Money is a resource. It provides us with the means to secure our needs and occasionally, a bit of our wants. But if we’re not careful about where our dollars go, they can slip away faster than we expect.
This potential to ‘waste’ money without noticing is a subtle but powerful drain on our resource.
For many of us, it’s not the big, glaring expenses that drain our wallets (although they can). Sometimes, it’s the small, seemingly insignificant ones that, over time, add up and distract our hard-earned money from its maximum potential.
It’s these subtle money drains that we rarely spend time to evaluate.
So, in case you find it helpful, here are twelve subtle ways you might be wasting money:
1. Overspending on Clothing.
The average American family spends nearly $2,000 per year on clothes.
Try to resist the allure of fast fashion and constant wardrobe updates. Choose quality over quantity.
Better yet, consider a capsule wardrobe. Not only will this save you money, but it will also save you time deciding what to wear each day.
2. Size of Your Home.
Bigger isn’t always better. In fact, there are lots of benefits to owning a smaller home.
Downsizing your home can lead to substantial savings in mortgage payments, property taxes, utilities, and maintenance.
3. Recurring Subscriptions.
These can quickly add up. Do you have magazine subscriptions you never read? Streaming services you rarely use? Apps that automatically renew?
Take a moment to review these and cancel the ones that no longer serve you. It takes only a few clicks on your phone to check for recurring subscriptions that you don’t use.
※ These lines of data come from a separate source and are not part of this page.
PR #437, opened 2026-05-30
sigmaker: vendor v1.8.0 engine (fixes #398)

### LINKED ISSUE #398: `make_signature_for_function` : Full image bytearray is rebuilt on every uniqueness check
This line
https://github.com/mrexodia/ida-pro-mcp/blob/8461a5f7fb249d3fa3a59a4050c678708aaaa199/src/ida_pro_mcp/ida_mcp/_sigmaker.py#L1000 
calls  `InMemoryBuffer.load(mode=SEGMENTS)` inside `_find_all_simd. _load_segments` iterates every segment and does `idaapi.get_bytes(...)` + `bytearray.extend(...)`. For a 5 MB image that's a fresh 5 MB allocation + copy per is_unique call, per instruction added to the growing signature.

A typical function needs 5–40 instructions worth of growth before becoming unique and we do tens of full image rebuilds per signature.
I would like to work on a PR to fix this.

rm-NoobInCoding:
## Summary

Syncs the vendored signature engine (`src/ida_pro_mcp/ida_mcp/_sigmaker.py`) from upstream [ida-sigmaker](https://github.com/mahmoudimus/ida-sigmaker) v1.6.0 → v1.8.0, and fixes #398 (the full image bytearray being rebuilt on every uniqueness check) without adding any third-party dependency.

The engine remains dependency-free (idaapi/idc + stdlib only). The interactive layers (IDA Forms, plugin class, wait-box dialogs, clipboard) are intentionally **not** vendored — this engine runs inside the MCP server, where modal UI is never appropriate.

## Fix for #398 (full image rebuilt on every uniqueness check)

- **`UniqueSignatureGenerator` seeds the candidate set once per `generate()`** and refines it in memory as the pattern grows, instead of re-scanning / rebuilding the image per appended instruction. On the compiled-SIMD path this eliminates the repeated `InMemoryBuffer.load()`.
- **`SignatureSearcher.is_unique` bails at the second match** instead of enumerating every match. For the native `bin_search` fallback (no compiled `_speedups`), this is what keeps uniqueness checks cheap — a short, common prefix no longer enumerates millions of matches. Adds `count_matches` / `find_all_offsets`.

## Other engine updates ported from v1.8.0

- **`WildcardPolicy.for_x86` no longer wildcards immediates.** Literals baked into the encoding don't move between builds, so wildcarding them only removed bytes that would have made the signature unique. More specific, more stable signatures.
- **`GeneratedSignature` orders by `(length, wildcard_count)`** so xref ranking prefers the most specific signature among equal-length candidates.
- **New `MinimalFunctionSignatureGenerator`** finds the shortest unique signature anywhere in a function body (not just from the entry point); exposed via `SignatureMaker.make_function_signature`.
- SIMD seed-and-refine helpers carried over for parity (inert without a compiled `_speedups` module).

Fixes #398.

### DIFF
--- a/src/ida_pro_mcp/ida_mcp/_sigmaker.py
+++ b/src/ida_pro_mcp/ida_mcp/_sigmaker.py
@@ -23,15 +23,10 @@ v1.6.0 vendoring:
     anywhere inside a function body (not just from its entry point).
   - SIMD seed-and-refine helpers are carried over for parity; they are
     inert unless a compiled `_speedups` module is present.
-  - numpy-backed vectorized scanner with a cached, segment-gap-aware image
-    (_NumpyImage / numpy_find_all). When no compiled `_speedups` exists but
-    numpy is importable, signature scanning materializes the image once per
-    session and refines candidate offsets in memory instead of re-running
-    idaapi.bin_search per uniqueness check. On a 370 MB image this measured
-    ~0.13 s per signature warm vs ~1.5-2.2 s for native bin_search (the
-    one-time image build is ~15-17 s, dominated by idaapi.get_bytes). The
-    cache is invalidated on segment-layout change and by
-    invalidate_image_cache(), which the byte-patch tools call.
+
+This file has no third-party dependencies: it relies only on idaapi/idc and
+the standard library. The compiled `_speedups` module is optional; when it is
+absent, scanning falls back to idaapi.bin_search.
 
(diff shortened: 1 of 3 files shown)


mrexodia:
Remove the numpy stuff I do not want any dependencies.

rm-NoobInCoding:
Done

PR #447, opened 2026-06-10
Remove unnecessary API version check for IDA 9.0

rD227:
The _check_required_apis() function blocks IDA 9.0

 but the code already provides complete fallbacks via
hasattr() checks in get_func_name(), get_func_prototype(), and
tinfo_get_udm(). Remove the hard check to allow it to work.


src/ida_pro_mcp/ida_mcp/compat.py
```diff
@@ -84,7 +84,8 @@ def _check_required_apis(version: tuple[int, int, int]) -> None:
     IDA_VERSION: tuple[int, int, int] = cast(tuple[int, int, int], (9, 2, 0))
 else:
     IDA_VERSION = _parse_kernel_version(idaapi.get_kernel_version())
-    _check_required_apis(IDA_VERSION)
+    
+    #_check_required_apis(IDA_VERSION)
```
mrexodia: remove it properly, don't comment it out

PR #456, opened 2026-06-19
Security: Unsafe Stack Variable Deletion Without Proper Validation

tuanaiseo:
## Problem

The delete_stack function in api_stack.py deletes stack frame members based on user-provided name and address. While it checks for special frame members, the validation relies on IDA's internal APIs which may have edge cases. More critically, the declare_stack function allows creating arbitrary stack variables with user-controlled names, offsets, and types, which could corrupt function frames or be exploited for memory corruption in IDA's type system.

**Severity**: `high`
**File**: `src/ida_pro_mcp/ida_mcp/api_stack.py`

## Solution

Add stricter validation for stack variable offsets and sizes. Ensure type names are validated against a whitelist. Consider requiring additional confirmation for destructive operations like delete_stack that modify binary analysis state.

## Changes

- `src/ida_pro_mcp/ida_mcp/api_stack.py` (modified)

## Testing

- [ ] Existing tests pass
- [ ] Manual review completed
- [ ] No new warnings/errors introduced

### DIFF
--- a/src/ida_pro_mcp/ida_mcp/api_stack.py
+++ b/src/ida_pro_mcp/ida_mcp/api_stack.py
@@ -92,7 +92,19 @@ def declare_stack(
                 )
                 continue
 
+            if not var_name or not isinstance(var_name, str):
+                results.append(
+                    {"addr": fn_addr, "name": var_name, "error": "Invalid name"}
+                )
+                continue
+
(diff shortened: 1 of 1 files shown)


mrexodia:
What is an actual input that triggers a crash or exploit in IDA that these checks guard against?

PR #461, opened 2026-06-24
fix(idalib): don't reap busy headless workers on health-probe timeout

lich0821:
### Problem

`IdalibSupervisor.resolve_session()` runs a health probe (TCP connect +
JSON-RPC `ping`) before forwarding every tool call. On the first probe failure
it immediately called `_terminate_worker()` and raised `"… is not reachable"`.

But a headless idalib worker is **single-threaded**. While it is busy running
auto-analysis, building caches, or decompiling, it physically cannot service
the ping until it yields. The supervisor interpreted that silence as death and
killed a perfectly healthy worker, destroying the session.

This is easy to hit with the warmup flags enabled on a large database: open
with `run_auto_analysis=true` (the default), and the very analysis the open
requested keeps the worker busy long enough that the next probe reaps it.

### Fix

Treat "busy" and "dead" as different states. The OS process liveness
(`session.is_alive()`), not a single ping, is the source of truth:

| State | Detection | Action |
|---|---|---|
| Dead | process exited | unregister + reap, raise `not reachable` |
| Busy | alive, ping fails, within grace | keep, retry w/ backoff, raise retryable error |
| Wedged | alive, ping keeps failing past grace | unregister + reap, raise `wedged` |

A grace window (`IDA_MCP_WEDGED_GRACE_SEC`, default 300s) ensures a genuinely
stuck worker (e.g. an analysis loop) still can't pin a worker slot forever —
so the limited worker pool can't be exhausted by zombies. Set it to `0` to
never reap a live worker (pure keep-forever, for single-user long-lived setups).

`_prune_dead_worker_sessions_locked()` is given the same busy-vs-dead
distinction: it now prunes only processes that have actually exited.

### New / changed knobs (all env-overridable, backward-compatible defaults)

| Env | Default | Was |
|---|---|---|
| `IDA_MCP_HEALTH_TCP_TIMEOUT` | `2.0` | hard-coded `0.5` |
| `IDA_MCP_HEALTH_RPC_TIMEOUT` | `10.0` | hard-coded `2.0` |
| `IDA_MCP_HEALTH_RETRIES` | `3` | (none — reaped on first failure) |
| `IDA_MCP_HEALTH_RETRY_BACKOFF` | `1.0` | — |
| `IDA_MCP_WEDGED_GRACE_SEC` | `300` | — |

Plus: `idb_open(idle_ttl_sec=0)` (or any `<= 0`) now means "never self-exit",
for workers a user keeps attached to across many sessions. Positive values keep
the existing MIN-clamp + load-time-padding behavior.

### Compatibility

No default behavior changes for healthy workers — they answer the probe on the
first try and take the unchanged fast path. The only behavioral change is for an
**unreachable** worker: previously reaped on the first failed ping, now retried
and only reaped if its process has exited or it stays wedged past the grace
window. The widened timeouts only ever add latency on the unreachable path.

### Known limitation (pre-existing, out of scope here)

While a worker is opening a very large database, `open_session()` blocks on the
synchronous `call_worker_tool(worker, "idb_open", …)` until the open completes.
Because the HTTP transport services requests on a single thread, unrelated calls
(`tools/list`, `idb_list`, even health probes for *other* sessions) queue behind
that open and appear to hang until it finishes. This is independent of the change
here — the fix operates on the health-probe *decision*, but during a blocking
open requests never reach that decision point.

This PR does not address that serialization; it is called out only for honesty.
In practice the fix's value shows precisely here: a client that retries (and
times out) repeatedly against a worker busy opening a large DB no longer gets
that worker reaped out from under it — the session survives the whole open. A
follow-up could make long opens non-blocking, but that is a larger transport
change orthogonal to busy-worker reaping.

### Tests

`tests/test_idalib_supervisor.py` and `tests/test_worker_lifecycle.py`:

- renamed `…removes_unreachable_worker` → `…removes_dead_worker` (dead = exited)
- new: `keeps_busy_but_alive_worker`, `retries_then_recovers_busy_worker`,
  `reaps_wedged_worker_after_grace`, `grace_zero_never_reaps_live_worker`,
  `recovery_clears_wedged_tracking`
- lifecycle: `zero_or_negative_means_never_exit`,
  `never_exit_overrides_load_time`, `clamps_small_positive_*`,
  `check_never_fires_when_ttl_disabled`
- updated `prunes_unreachable_existing_mapping` to use a dead (exited) process

`pytest tests/` → **198 passed, 114 subtests** (Python 3.14, pytest 9.1.1).

### DIFF
--- a/src/ida_pro_mcp/idalib_server.py
+++ b/src/ida_pro_mcp/idalib_server.py
@@ -100,7 +100,8 @@ def idb_open(
     init_hexrays: Annotated[bool, "Initialize Hex-Rays decompiler after open"] = True,
     idle_ttl_sec: Annotated[
         int,
-        "Minimum idle TTL in seconds before the headless worker self-exits.",
+        "Minimum idle TTL in seconds before the headless worker self-exits. "
+        "Use 0 (or any value <= 0) to keep the worker resident forever.",
     ] = 600,
     preferred_session_id: Annotated[
         str,
--- a/src/ida_pro_mcp/idalib_supervisor.py
+++ b/src/ida_pro_mcp/idalib_supervisor.py
@@ -53,8 +53,26 @@ IDB_MANAGEMENT_TOOLS = {
     "idb_open",
     "idb_list",
 }
-WORKER_TCP_HEALTH_TIMEOUT_SEC = 0.5
-WORKER_RPC_HEALTH_TIMEOUT_SEC = 2.0
+# Health-probe timeouts. A busy worker (mid auto-analysis / decompile) runs
+# single-threaded and cannot answer a JSON-RPC ping until it yields, so a tight
+# RPC timeout misclassifies "busy" as "dead" and gets the worker reaped. These
+# default generously and are env-overridable for slow hosts / huge databases.
+WORKER_TCP_HEALTH_TIMEOUT_SEC = float(os.environ.get("IDA_MCP_HEALTH_TCP_TIMEOUT", "2.0"))
+WORKER_RPC_HEALTH_TIMEOUT_SEC = float(os.environ.get("IDA_MCP_HEALTH_RPC_TIMEOUT", "10.0"))
+
+# When a health probe fails but the worker process is still alive, retry instead
+# of reaping it immediately: a busy worker is not a dead worker. Only a worker
+# whose OS process has actually exited is treated as unreachable.
+WORKER_HEALTH_RETRIES = int(os.environ.get("IDA_MCP_HEALTH_RETRIES", "3"))
+WORKER_HEALTH_RETRY_BACKOFF_SEC = float(os.environ.get("IDA_MCP_HEALTH_RETRY_BACKOFF", "1.0"))
+
+# Grace window (seconds) before a live-but-unresponsive worker is declared
+# wedged and reaped. A worker that keeps failing health probes for longer than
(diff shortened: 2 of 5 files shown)


mrexodia:
Why was it closed?

lich0821:
Thanks for reopening it. I closed the PR because, after using the change for a while, I found that it introduced an incomplete lifecycle behavior rather than because the original bug was invalid.

The original issue still exists: a headless worker that is busy with auto-analysis, cache building, or decompilation can fail the health probe even though the process is still alive, and it should not be reaped immediately.

However, with `idle_ttl_sec <= 0`, the worker can now remain alive indefinitely, while there is currently no explicit close tool for releasing the database/session. This caused databases and workers to stay open longer than intended. I also ran into performance and request-serialization problems when opening large databases, so I continued experimenting with a broader implementation in my fork.

I closed this PR because I did not want the current change to be merged as a complete solution without addressing the missing close/lifecycle behavior.

I’m happy to proceed in whichever way you prefer:
1. keep this PR narrowly focused on preventing busy workers from being reaped, and submit the explicit close/lifecycle handling separately; or
2. update this PR to include the minimum lifecycle changes you consider necessary.

My preference would be to keep the busy-worker fix, explicit close support, and large-database performance work as separate PRs so they remain easier to review.

mrexodia:
That’s alright, just wanted to know the reasoning!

4. Not Monitoring Utility Usage.
When was the last time you evaluated your home energy use? Maybe every time you get your bill. But let me rephrase the question: When was the last time you tried out less energy use (changing the thermostat or looking at electricity use in your home).
Are you mindful of your energy usage? Do you turn off lights when you leave the room? Could you be more efficient with your heating and cooling? Small changes can lead to big savings over time.
5. Frequent Eating Out.
Eating out is convenient, but it’s often an area where we waste more money than we realize.
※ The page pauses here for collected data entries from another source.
PR #470, opened 2026-07-01
fix: avoid trace flush during idb save to prevent freeze

Creesic:
## Summary

Prevents the trace `savebase` hook from flushing buffered trace records while IDA is saving the database.

## Root Cause

`idb_save` enters IDA's save path, which triggers `IDB_Hooks.savebase`. The trace hook previously called `flush()` there, causing reentrant netnode writes during database save. In GUI IDA this can destabilize the save path and crash.

## Impact

Trace records still flush through normal thresholds, trace iteration, shutdown, and close. They are no longer written from inside the save hook.

## Validation

- Regression failed before the fix
- `uv run ida-mcp-test tests/crackme03.elf -p "*savebase_does_not_flush*" -q` -> 1 passed
- `uv run ida-mcp-test tests/crackme03.elf -c trace -q` -> 12 passed
- Manual test in IDA confirmed `idb_save` no longer crashes.

### DIFF
--- a/src/ida_pro_mcp/ida_mcp/tests/test_trace.py
+++ b/src/ida_pro_mcp/ida_mcp/tests/test_trace.py
@@ -197,6 +197,38 @@ def test_trace_idb_shutdown_flushes_pending_buffer():
 
 
 @test()
+def test_trace_idb_savebase_does_not_flush_pending_buffer():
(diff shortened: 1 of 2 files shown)


mrexodia:
Cheers!

PR #478, opened 2026-07-13
Fix stale strings cache when switching binaries in idalib worker

### LINKED ISSUE #476: The strings cache is process-global, not per-session and gets stale after switching binaries in the idalib worker
`_strings_cache` in `ida_mcp/api_core.py` is a single module-level global, built on first access. The function `invalidate_strings_cache()` exists but is never called anywhere in the code.

`IDASessionManager` (idalib_session_manager.py) supports multiple binaries open in one idalib process, switching the active database via `idapro.close_database()`/`open_database()` in `_activate_database_path()` (called from both `open_binary()` and `activate_session()`), but none of these paths touch `_strings_cache`. Once built, the cache never refreshes for the lifetime of the worker process, no matter how many sessions are opened/switched afterward.

How to reproduce:
1. `idb_open(A)` -> builds `_strings_cache` from binary A.
2. `idb_open(B)` (different binary, same worker).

Try meal planning, cooking at home, and packing lunches. You’ll be surprised at the savings. The cost saving of eating at home is one of the best financial lessons I ever learned from my parents.
6. Not Using a Library.
Books, magazines, movies, music—your local library has it all.
7. Paying for Unused Memberships.
Gym memberships, magazine subscriptions, monthly boxes, even monthly car wash subscriptions.
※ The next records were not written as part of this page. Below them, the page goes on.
PR #481, opened 2026-07-17
feat(installer): add Kimi Code plugin

s0kil:
Kimi Code reads MCP servers from `<KIMI_CODE_HOME>/mcp.json`, falling back
to `~/.kimi-code/mcp.json`, and from `.kimi-code/mcp.json` for project scope.
Both use the standard `{"mcpServers": {...}}` shape, so no special JSON
structure is needed.


mrexodia:
Thanks!

PR #488, opened 2026-07-24
fix(idalib): avoid SIGTERM/SIGINT handler deadlock in idalib_server

### LINKED ISSUE #487: idalib_server deadlocks on SIGTERM/SIGINT; detached workers leak as unkillable PPID=1 orphans
## Summary

`idalib_server` workers deadlock permanently when they receive SIGTERM/SIGINT. Because spawned workers are deliberately detached from the supervisor (`start_new_session=True`), every wedged worker survives as a PPID=1 orphan that ignores further SIGTERMs and can only be killed with SIGKILL. On a machine where an MCP client (e.g. Claude Code) starts the `idalib-mcp` supervisor once per session, this leaks roughly one orphaned idalib process per session. In my case they accumulated to **~774 orphaned processes eating ~28 GB of swap** before I noticed.

## Environment

- macOS 26.5 (arm64), Python 3.11.15 (Homebrew), IDA Professional 9.3 with idalib
- ida-pro-mcp 2.0.0 (installed as a Claude Code plugin; supervisor runs as `idalib-mcp --stdio`)

## Root cause

The worker runs a **single-threaded** HTTP server on the **main thread**:

```python
# idalib_server.py main()
MCP_SERVER.serve(host=..., port=..., background=False, ...)
```

With `background=False`, `zeromcp.McpServer.serve()` uses plain `HTTPServer` and calls `serve_forever()` directly on the calling (main) thread.

The signal handler then does:

```python
def cleanup_and_exit(signum, frame):
    logger.info("Signal %s received; shutting down", signum)
    try:
        MCP_SERVER.stop()
    except Exception:
        ...
```

`MCP_SERVER.stop()` calls `self._http_server.shutdown()`, which per stdlib docs *blocks until `serve_forever()` returns* and **must be called from a different thread than the one running `serve_forever()`** (the zeromcp source even says so in a comment). But a Python signal handler runs on the main thread — on top of the very frame that is parked inside `serve_forever()`. The handler waits forever for a loop that is frozen underneath it. Classic self-deadlock.

It gets worse: `stop()` sets `self._running = False` *before* blocking, and `stop()` starts with `if not self._running: return`. So after the first (deadlocked) call:

- the **idle-TTL watchdog** (`WorkerLifecycle`, 600 s) fires later, calls `MCP_SERVER.stop()` from its own thread — and returns immediately as a **no-op**;
- **repeated SIGTERMs** re-enter the handler, call `stop()` — also a no-op.

The process is permanently wedged; only SIGKILL works.

## Evidence

`sample` (macOS profiler) of a wedged orphan (PPID=1, all future SIGTERMs ignored):

```
Main thread:
  serve_forever -> select_poll_poll
    -> _PyErr_CheckSignalsTstate            # signal arrived
      -> (cleanup_and_exit -> MCP_SERVER.stop -> HTTPServer.shutdown)
        -> lock_PyThread_acquire_lock -> acquire_timed
          -> __psynch_cvwait                # waits forever for serve_forever to exit
```

## How the orphans are born (typical MCP client lifecycle)

1. Client session starts → supervisor `idalib-mcp --stdio` starts.
2. First `tools/list` → supervisor spawns a schema worker (`_schema_or_idle_worker`), detached via `start_new_session=True`.
3. Session ends → supervisor's `shutdown()` calls `_terminate_worker()` → sends the schema worker **SIGTERM** → worker deadlocks as above.
4. `_terminate_worker` would SIGKILL it after `proc.wait(timeout=10)`, but the client usually kills the supervisor process well before those 10 s elapse → the fallback never runs.
5. The wedged worker reparents to PID 1 and lives forever. One orphan per session.

(Workers that never receive a signal are fine — the idle-TTL self-exit works. Only the signal path wedges them, and it also disarms the TTL path afterwards.)

## Reproduction (no MCP client needed)

```python
# spawn a worker, wait until it answers JSON-RPC ping on /mcp, then:
proc.send_signal(signal.SIGTERM)
proc.wait(timeout=10)   # -> TimeoutExpired; process is deadlocked forever
```

Before the fix: the worker never exits (10 s, 10 min — doesn't matter). After the fix: exits with rc=0 within milliseconds.

## Suggested fix

Run `MCP_SERVER.stop()` from a short-lived helper thread inside the signal handler, which is exactly the "different thread" that `HTTPServer.shutdown()` requires. The main thread then leaves `serve_forever()` normally and `main()`'s `finally` block performs the usual cleanup (`_LIFECYCLE.stop()`, discovery deregistration, `close_all_sessions()`).

PR incoming.

Zzoomrus:
Fixes #487.

## Problem

`idalib_server` runs a single-threaded `HTTPServer` on the main thread (`MCP_SERVER.serve(..., background=False)`). Its SIGTERM/SIGINT handler called `MCP_SERVER.stop()` directly — but `stop()` blocks in `HTTPServer.shutdown()`, which waits for `serve_forever()` to return and must be called from a *different* thread than the one running it. The handler runs on the main thread, on top of the frame parked inside `serve_forever()`, so the process deadlocks forever.

Since `stop()` flips `_running = False` before blocking, every subsequent `stop()` call (the idle-TTL watchdog, repeated signals) becomes a no-op. Combined with `start_new_session=True` in the supervisor's `_spawn_worker()`, each wedged worker survives as a PPID=1 orphan that only SIGKILL can remove — leaking roughly one idalib process per supervisor lifetime (I had ~774 of them holding ~28 GB of swap). Full analysis with a stack sample of a wedged process is in #487.

## Fix

Run `MCP_SERVER.stop()` on a short-lived daemon thread from the signal handler. That is exactly the "different thread" `shutdown()` requires; the main thread then exits `serve_forever()` normally and `main()`'s `finally` block performs the usual cleanup (`_LIFECYCLE.stop()`, discovery deregistration, `close_all_sessions()`).

## Verification

On macOS 26.5 / Python 3.11 / IDA Professional 9.3 (idalib):

- **Before**: spawn a worker, wait until it answers JSON-RPC `ping` on `/mcp`, send SIGTERM → still alive 10 s later (and indefinitely; `sample` shows the handler blocked in `HTTPServer.shutdown()` under `serve_forever()`).
- **After**: same scenario → clean exit with rc=0 within milliseconds.
- Idle-TTL self-exit path still works after the change (worker with a shortened TTL and no requests exits on its own).
- `pytest tests/test_worker_lifecycle.py tests/test_idalib_supervisor.py` → 50 passed.

🤖 Generated with [Claude Code](https://claude.com/claude-code)

### DIFF
--- a/src/ida_pro_mcp/idalib_server.py
+++ b/src/ida_pro_mcp/idalib_server.py
@@ -2,6 +2,7 @@ import argparse
 import logging
 import os
 import signal
+import threading
 import time
 from pathlib import Path
 from typing import Annotated, Any, TypedDict
@@ -248,10 +249,19 @@ def main():
 
     def cleanup_and_exit(signum, frame):
         logger.info("Signal %s received; shutting down", signum)
-        try:
-            MCP_SERVER.stop()
-        except Exception:
-            logger.exception("MCP_SERVER.stop() failed in signal handler")
+        # MCP_SERVER.stop() blocks until serve_forever() returns, but this
+        # handler runs on the main thread — the same thread that is parked
+        # inside serve_forever() underneath this frame. Calling stop() here
+        # deadlocks the process forever (and, having flipped _running to
+        # False, turns every later stop() — watchdog TTL, repeat signals —
+        # into a no-op). Stop from a helper thread instead.
+        def _stop():
+            try:
+                MCP_SERVER.stop()
+            except Exception:
+                logger.exception("MCP_SERVER.stop() failed in signal handler")
+
+        threading.Thread(target=_stop, daemon=True, name="signal-stop").start()
 
     signal.signal(signal.SIGINT, cleanup_and_exit)
     signal.signal(signal.SIGTERM, cleanup_and_exit)


mrexodia:
thanks!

If you aren’t fully utilizing these services, or worse yet, if you’ve forgotten you’re still paying for them, it’s time to reevaluate. By cutting back or canceling unused memberships and subscriptions, you could save a significant amount annually.
8. Buying Brand Names.
There are many products where the store brand is just as good (if not better) than the national brand.
Clothes are a great example. Too often, people pay a premium just for the privilege of become a walking billboard.
But this goes for everything from groceries to medication.
9. Not Utilizing Credit Card Rewards.
If you’re going to use a credit card, make sure you’re getting the most out of it.
But remember to pay off the balance each month to avoid costly interest fees.
10. Ignoring Your Health.
An apple a day keeps the doctor away, as they say. And it costs a whole lot less.
Regular exercise, a healthy diet, and routine check-ups can prevent costly medical bills in the future.
11. Wasting Food.
To avoid wasting food, and thus money, consider planning your meals, regularly checking your refrigerator and pantry to use items before they expire, or even simplify your meal routine. Being more conscious about our food consumption, we can find another avenue for substantial savings.
12. Not Investing in High-Quality Items.
Sometimes, the cheapest option isn’t the most cost-effective. Investing in high-quality items can save money in the long run as they tend to last longer, reducing the need for replacements.
In fact, that’s one of the most surprising benefits of minimalism—the less you own, the higher quality items you can own.
These small adjustments can make a huge difference in your financial health over time.
And by considering where your money goes, you can make more intentional decisions that align with your values, and find yourself with more financial freedom than you thought possible.